Stored data entries:
PR #4247, opened 2025-04-24
fix: Use _name for shared memory unregistration

colin-ho:
## Changes Made

Fix the unregistration for actor pool shared memory.

## Checklist

### DIFF
--- a/daft/execution/actor_pool_udf.py
+++ b/daft/execution/actor_pool_udf.py
@@ -18,11 +18,13 @@ logger = logging.getLogger(__name__)
 
 _SENTINEL = ("__EXIT__", 0)
 
+resource_tracker.unregister = lambda *args, **kwargs: None
+resource_tracker.register = lambda *args, **kwargs: None
+
 
 class SharedMemoryTransport:
     def write_and_close(self, data: bytes) -> tuple[str, int]:
         shm = shared_memory.SharedMemory(create=True, size=len(data))
-        resource_tracker.unregister(shm.name, "shared_memory")
         shm.buf[: len(data)] = data
         shm.close()
         return shm.name, len(data)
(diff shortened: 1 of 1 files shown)


daft/execution/actor_pool_udf.py
```diff
@@ -18,11 +18,13 @@
 
 _SENTINEL = ("__EXIT__", 0)
 
+resource_tracker.unregister = lambda *args, **kwargs: None
```
colin-ho, line 21: Add a comment about why we are doing this, link to the issues: https://github.com/vllm-project/vllm/issues/5651

daft/execution/actor_pool_udf.py
```diff
@@ -18,11 +18,19 @@
...
 _SENTINEL = ("__EXIT__", 0)
 
+# Disable python's resource tracking of shared memory objects. Instead, we rely on our own cleanup.
+# The multiprocessing library's resource tracker is does not properly track shared memory objects when the objects are created and
+# unlinked in different processes, although it is allowed to be used in this way.
+# For reference, see these issues:
+# https://github.com/vllm-project/vllm/issues/5468
+# https://stackoverflow.com/questions/62748654/python-3-8-shared-memory-resource-tracker-producing-unexpected-warnings-at-appli
+resource_tracker.unregister = lambda *args, **kwargs: None
+resource_tracker.register = lambda *args, **kwargs: None
```
desmondcheongzx, line 28: Actually I thought a little bit more about this. I'm a little spooked because we might cause weird issues with other libraries that might use multiprocessing.resource_tracker without our knowledge.

Maybe we keep the `resource_tracker.unregister(shm.name, "shared_memory")`

and here we do something like

```
def safe_unregister(name, rtype):
    try:
        resource_tracker.unregister(name, rtype)
    except KeyError:
        # Ignore if already cleaned up.
        pass

resource_tracker.unregister = safe_unregister
```

colin-ho:
Update, the problem is because the shared memory name is internally prepended with / on posix, but this is not exposed in `shm.name`, so when we call unregister it results in key error. The fix is to use `shm._name`, which is prepended if necessary.

desmondcheongzx (approved):
🩸 😅 😭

| Required action |
All that belongs in the answer is the lines from the start of the entries above through the line containing "shm.buf[: len(data)] = data", each given exactly.

| Written response |
PR #4247, opened 2025-04-24
fix: Use _name for shared memory unregistration

colin-ho:
## Changes Made

Fix the unregistration for actor pool shared memory.

## Checklist

### DIFF
--- a/daft/execution/actor_pool_udf.py
+++ b/daft/execution/actor_pool_udf.py
@@ -18,11 +18,13 @@ logger = logging.getLogger(__name__)
 
 _SENTINEL = ("__EXIT__", 0)
 
+resource_tracker.unregister = lambda *args, **kwargs: None
+resource_tracker.register = lambda *args, **kwargs: None
+
 
 class SharedMemoryTransport:
     def write_and_close(self, data: bytes) -> tuple[str, int]:
         shm = shared_memory.SharedMemory(create=True, size=len(data))
-        resource_tracker.unregister(shm.name, "shared_memory")
         shm.buf[: len(data)] = data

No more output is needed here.